“Maybe. Or maybe busting Louis Vincent was the buzzer, and they just got around to following up.”
“Nope,” Hawk said, “this a warning. Too late to warn us off Vincent.”
“Yeah,” I said. “You’re right.”
“Who that plane belong to?” Hawk said.
“Last Stand Systems, Inc.,” I said. “Out of Beecham, Maine.”
“Beecham, Maine?”
“I never heard of it either,” I said.
The door to my office was open so that Hawk and I could keep an eye on Lila in the design office across the hall. Six men in close formation came through the open door like a drill team. Two moved to the left of the door, two to the right, and two marched straight up to my desk.
“Maybe these guys know,” Hawk said.
“You guys know where Beecham, Maine, is?” I said.
They looked like Secret Service men or IBM executives. They were all in dark suits and white shirts. They all wore ties. They all had short hair. They all were of northern European descent. When everyone was in place the suit closest to the door pushed it shut.
One of the two men in front of my desk said, “Spenser?”
He was wearing horn-rimmed glasses, which made him look smart, probably why he was the designated speaker.
“Yes,” I said. “Is it on the coast?”
“Is what on the coast?”
“Beecham.”
Horn Rims shook his head in dismissive annoyance.
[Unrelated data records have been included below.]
PR #10739, opened 2021-09-01
[DRAFT] Pipeline wait time

aherrmann-da:
changelog_begin
changelog_end

### Pull Request Checklist

trigger the build.

### DIFF
--- a/ci/build-unix.yml
+++ b/ci/build-unix.yml
@@ -24,6 +24,7 @@ steps:
   - bash: |
       ci/configure-bazel.sh
       env | sort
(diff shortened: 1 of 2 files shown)


aherrmann-da:
The goal was to log the time between the pipeline being queued by a developer opening a PR or otherwise requesting a run and the time a machine becomes available and the pipeline runs.
Azure pipelines does not provide the required variables by itself. To an extend we can take the git committer time of the merged commit as a proxy. Unfortunately, this does not work for re-runs as those use the same commit but will have a potentially much later pipeline start time, hence, yielding to misleading and potentially very large pipeline wait times.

“You’ve been put on notice,” he said. “As of this morning at three thirty-five.”
I looked at Hawk.
“Did you take those library books back like I told you?” I said.
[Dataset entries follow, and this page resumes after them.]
PR #10743, opened 2021-09-01
Command dedup: In the committer set the deduplicate until context value based on the given deduplication period [KVL-1049]

nicu-da:
### Pull Request Checklist

Calculate deduplicate until for committer side deduplication based on the submitter given deduplication period
- if using the deprecated `deduplicateUntil` then just set the given timestamp
- if using duration then calculate the new `deduplicateUntil` by using the formula (`submissionTime` + `deduplicationDuration` + `minSkew`)
- if using offset deduplication then calculate `deduplicateUntil` by using the formula (`submissionTime` + `maxDeduplicationDuration` + `minSkew`)
- if the deduplication period is not set then we don't set `deduplicateUntil`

Hawk was leaning against my file cabinet as if he might fall asleep. He smiled softly.
“Can’t be librarians,” Hawk said. “Librarians would know where Beecham is.”
Horn Rims didn’t change expression.
“You are to stay entirely away from Amir Abdullah. Repeat, entirely. If you fail to comply you will be incinerated as was your car.”
“How come,” I said.
“You’ve been informed,” Horn Rims said. “Your Negro friend as well.”
“You guys associated with Last Stand Systems?” I said.
One of the guys in the back opened my door, and four of them marched out. Horn Rims and his partner marched out after them. At the door, Horn Rims’ partner turned and aimed a semiautomatic pistol with a silencer. He squeezed off three rounds; each shot broke one of the three coffee cups that were lined up on the file cabinet about a foot from Hawk. Hawk never moved. The gun disappeared. The door closed. We were left with the silence and the smell of the gunfire.
Hawk looked at the remains of the coffee cups.
“Guy can shoot,” Hawk said.
“Yes, my Negro friend, but is he a nice person?” I said.
CHAPTER FORTY-FIVE
The pictures of Lillian and Robinson arrived in my office by FedEx. I took them with me when I drove up to the Sea Mist Inn and talked with the homey-looking woman at the desk. She remembered them clearly enough, a black man and a white woman. They had registered as Mr. & Mrs. Robinson Nevins on the Friday before last Labor Day, and, yes, that was Mrs. Nevins in the picture.
I drove back to Boston and over to the university and took the information and the pictures with me. I fell in beside Lillian Temple as she came down the steps of the library carrying her briefcase. She appeared to recognize me, but she didn’t appear to take any pleasure in it.
“Hi,” I said.
“I’d prefer that you did not bother me while I’m at work,” she said.
“Don’t blame you,” I said. “You know anything about the Sea Mist Inn?”
“Excuse me?”
“Sea Mist Inn, place up in Rockport where you and Robinson Nevins spent last Labor Day weekend.”
She stopped dead in the middle of the quadrangle.
“Labor Day?”
I took the photographs from my inside pocket.